** Problem statement **
Read the records beneath this task and copy every line that contains the string "writing".

** Dataset excerpts **

PR #1114, opened 2019-11-04
Fix error messages on copy vacancy form

C-gyorfi:
## Jira ticket URL:
https://dfedigital.atlassian.net/secure/RapidBoard.jspa?rapidView=21&modal=detail&selectedIssue=TEVA-268

## Changes in this PR:
- move date format validations out from the gov_uk_date_fields gem (it used it's on date validator method with hard coded strings, in the future, we would like to use more descriptive error messages)
- Switched off gov_uk_date_field_errors when using gov_uk_date_fields gem
- update localisation file with the new error messages
- update tests accordingly
- Update the translation path for blank errors in failing tests

### After
image

## Next steps:
- [ ] update error formatting in activerecords.yml using ` format: "%{message}"`

### DIFF
--- a/app/models/vacancy.rb
+++ b/app/models/vacancy.rb
@@ -121,7 +121,8 @@ class Vacancy < ApplicationRecord
   delegate :name, to: :school, prefix: true, allow_nil: false
   delegate :geolocation, to: :school, prefix: true, allow_nil: true
 
-  acts_as_gov_uk_date :starts_on, :ends_on, :publish_on, :expires_on
+  acts_as_gov_uk_date :starts_on, :ends_on, :publish_on,
+                      :expires_on, error_clash_behaviour: :omit_gov_uk_date_field_error
 
   scope :applicable, (-> { applicable_by_date.or(applicable_by_time) })
   scope :applicable_by_time, (-> { where('expiry_time IS NOT NULL AND expiry_time >= ?', Time.zone.now) })
--- a/app/validators/date_format_validator.rb
+++ b/app/validators/date_format_validator.rb
@@ -1,12 +1,30 @@
 class DateFormatValidator < ActiveModel::Validator
   def validate(record)
     options[:fields].each do |field|
-      date = record.send(field)
-      next if date.blank?
-
-      match = date.strftime('%Y-%m-%d').match(/^(?<y>\d*)\-/)
-
-      record.errors.add(field, I18n.t('errors.messages.year_invalid')) if match[:y].length > 4
+      validate_date_fields(field, record)
     end
+  end
+
+  private
+
+  def validate_date_fields(field, record)
+    day = record.send(field.to_s + '_dd')
+    month = record.send(field.to_s + '_mm')
+    year = record.send(field.to_s + '_yyyy')
+    return if day.blank? || month.blank? || year.blank?
+    begin
+      Date.parse("#{day}-#{month}-#{year}")
+    rescue
+      record.errors.add(field, invalid_field_error(field))
+    end
+    record.errors.add(field, invalid_year_error(field)) if year.length > 4
+  end
+
+  def invalid_field_error(field)
+    I18n.t("activerecord.errors.models.vacancy.attributes.#{field}.invalid")
+  end
+
+  def invalid_year_error(field)
+    I18n.t("activerecord.errors.models.vacancy.attributes.#{field}.invalid_year")
   end
 end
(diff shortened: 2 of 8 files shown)


config/locales/activerecord.yml
```diff
@@ -1,5 +1,6 @@
 en:
   errors:
+    # format: "%{message}" #Add this once all other errors updated
```
dushan-madetech: @adrianclay @cesidio I don't suppose you know of a way to achieve the same effect without changing the global error format?

spec/features/hiring_staff_can_copy_a_vacancy_spec.rb
```diff
@@ -153,31 +153,31 @@
...
+        expect(page).to have_content('Enter the date the role will be listed')
       end
     end
 
     context 'when publish on date is in the past' do
       let(:new_attributes) { { publish_on: 1.day.ago } }
 
       it 'shows an error' do
-        expect(page).to have_content("Publish on can't be before today")
+        expect(page).to have_content('Date role will be listed must be in the future')
```
dushan-madetech: This should be changed to `Date role will be listed must be either today or a date in the future` as the above error is not representative of how the field behaves

app/validators/date_format_validator.rb
```diff
@@ -1,12 +1,26 @@
...
+    day = record.send(field.to_s + '_dd')
+    month = record.send(field.to_s + '_mm')
+    year = record.send(field.to_s + '_yyyy')
+    return if day.blank? || month.blank? || year.blank?
+    begin
+      Date.parse("#{day}-#{month}-#{year}")
+    rescue
+      record.errors.add(field, invalid_field_error(field))
     end
+    record.errors.add(field, I18n.t('errors.messages.year_invalid')) if year.length > 4
```
dushan-madetech: I'm wondering if we should do more to validate the year? I.e. 2050 is a valid year but realistically should we be allowing that?

app/models/vacancy.rb
```diff
@@ -121,7 +121,8 @@ class Vacancy < ApplicationRecord
   delegate :name, to: :school, prefix: true, allow_nil: false
   delegate :geolocation, to: :school, prefix: true, allow_nil: true
 
-  acts_as_gov_uk_date :starts_on, :ends_on, :publish_on, :expires_on
+  acts_as_gov_uk_date :starts_on, :ends_on, :publish_on,
+                      :expires_on, error_clash_behaviour: :omit_gov_uk_date_field_error
```
dushan-madetech: It would be helpful if your commit message explained why you added `error_clash_behaviour: :omit_gov_uk_date_field_error` here 😄

config/locales/activerecord.yml
C-gyorfi: @dushan-madetech we did some hacky stuff in the haml files before to avoid this. Since we want to update most of the error messages to a more descriptive instruction, I think changing the global formatting makes more sense

spec/features/hiring_staff_can_copy_a_vacancy_spec.rb
C-gyorfi: I would argue with this. Even if it's today it must be in the future, therefore I'm happy with this message

app/validators/date_format_validator.rb
C-gyorfi: I wasn't trying to keep the current behaviour since this ticket is about the content update, but if you think its worth to review this, I can get some input for the team and do it in a separate ticket :)

config/locales/activerecord.yml
cesidio: > @adrianclay @cesidio I don't suppose you know of a way to achieve the same effect without changing the global error format?

Having developed several governmental websites, I always did that. If you have a look at how GOV.UK design system dictates how error message should be written:

https://design-system.service.gov.uk/components/error-message

you realise that you definitely don't want the standard rails format:
```
format: "%{attribute} %{message}"
```

spec/features/hiring_staff_can_copy_a_vacancy_spec.rb
C-gyorfi: Sorry I missed that its an ongoing discussion, I updated this in 45aac81

app/validators/date_format_validator.rb
dushan-madetech: Might just be worth chucking into an icebox :)

C-gyorfi: https://dfedigital.atlassian.net/secure/RapidBoard.jspa?rapidView=21&view=planning&selectedIssue=TEVA-277

PR #1119, opened 2019-11-07
Add class for writing approver data to google sheet

dushan-madetech:
We need to write the approver data to a Google sheet in order for our
analysts to be able to access it. The approver data will be written to
the same spreadsheet file, just a different worksheet. Hence the
introduction of only one new env var (the worksheet GID).


config/initializers/google_drive_vars.rb
```diff
@@ -12,3 +12,4 @@
 
 DSI_USER_SPREADSHEET_ID = ENV['DSI_USER_SPREADSHEET_ID']
 DSI_USER_WORKSHEET_GID = ENV['DSI_USER_WORKSHEET_GID']
+DSI_APPROVER_WORKSHEET_GID = ENV['DSI_APPROVER_WORKSHEET_GID']
```
C-gyorfi: This will require some terraform changes.

dushan-madetech:
> Did you put any thought into reducing the duplication between this and `add_dsi_users_to_spreadsheet.rb`? They look very similar.

Yes, as mentioned I was going to do the refactoring of this once the functionality of the ticket is in production. This was because I wanted to avoid blocking the BA work that needs this ticket to be completed

config/initializers/google_drive_vars.rb
dushan-madetech: Yep, the terraform changes will be made in the next PR

PR #1124, opened 2019-11-08
Remove invalid year error from DateValidator

C-gyorfi:
## Changes in this PR:
Going forward we don't want to use confusing error messages. Michael Nottingham suggested removing the `date must include a 4-digit year` errors and use the generic invalid year errors instead. 
- Removed the error from DateValidator class
- Removed `invalid year` errors from the translation file
- Update specs accordingly

### DIFF
--- a/spec/validators/date_format_validator_spec.rb
+++ b/spec/validators/date_format_validator_spec.rb
@@ -10,96 +10,72 @@ RSpec.describe DateFormatValidator do
       end
     end
 
-    context 'a record with a malformed starts_on year' do
-      let(:vacancy) { FactoryBot.build(:vacancy, starts_on: Date.parse('12-01-202018')) }
-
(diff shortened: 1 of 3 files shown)


spec/validators/date_format_validator_spec.rb
```diff
@@ -10,96 +10,72 @@
...
+        }
       end
-    end
-
-    context 'a record with a malformed ends_on year' do
-      let(:vacancy) { FactoryBot.build(:vacancy, ends_on: Date.parse('12-01-202018')) }
 
-      it 'shows an invalid year error' do
+      it 'shows an invalid date format error' do
+        tested_field = [:starts_on, :ends_on, :publish_on, :expires_on].sample
```
Renny4Real: Sample!! Yay! 👍

PR #1136, opened 2019-11-13
Increase page size for DSI api requests

C-gyorfi:
## Changes in this PR:
When writing approvers data we hit google sheet API rate limit, breaking the data into larger packages should solve this issue

### DIFF
--- a/lib/dfe_sign_in_api.rb
+++ b/lib/dfe_sign_in_api.rb
@@ -4,6 +4,8 @@ module DFESignIn
   class UnknownResponseError < StandardError; end
 
   class API
+    PAGE_SIZE = 1000
+
     def users(page: 1)
       perform_request('/users', page)
     end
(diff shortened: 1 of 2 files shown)


lib/dfe_sign_in_api.rb
```diff
@@ -17,7 +17,7 @@ def approvers(page: 1)
     def perform_request(endpoint, page)
       token = generate_jwt_token
       response = HTTParty.get(
-        "#{DFE_SIGN_IN_URL}#{endpoint}?page=#{page}&pageSize=25",
+        "#{DFE_SIGN_IN_URL}#{endpoint}?page=#{page}&pageSize=1000",
```
cesidio: I think that this should be a constant

C-gyorfi: Thanks, updated in e42be48

PR #1142, opened 2019-11-15
Refactor spreadsheet writer class

C-gyorfi:
## Changes in this PR:

- The spreadsheet writer class uses #num_rows method from the google drive gem to find the last row when clearing the spreadsheet. This method is expensive as it maps all the data from the spreadsheet to find the first empty row. This causes a failure in clearing and updating the sheet when there are a large amount of data. Replacing #num_rows method to #max_rows solves this problem. https://www.rubydoc.info/gems/google_drive/2.1.2/GoogleDrive%2FWorksheet:num_rows

- While the `approvers` endpoint can respond with 1000 records, `users` endpoint failed to respond (with `External Server` error) when requesting 1000 records per page.  Change `USERS_ PAGE_SIZE` back to the default 25 records


lib/dfe_sign_in_api.rb
```diff
@@ -4,22 +4,22 @@ class ForbiddenRequestError < StandardError; end
...
-    PAGE_SIZE = 1000
+    PAGE_SIZE = 25
 
     def users(page: 1)
       perform_request('/users', page)
     end
 
     def approvers(page: 1)
-      perform_request('/users/approvers', page)
+      perform_request('/users/approvers', page, 1000)
```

** Solved problem **
Add class for writing approver data to google sheet
When writing approvers data we hit google sheet API rate limit, breaking the data into larger packages should solve this issue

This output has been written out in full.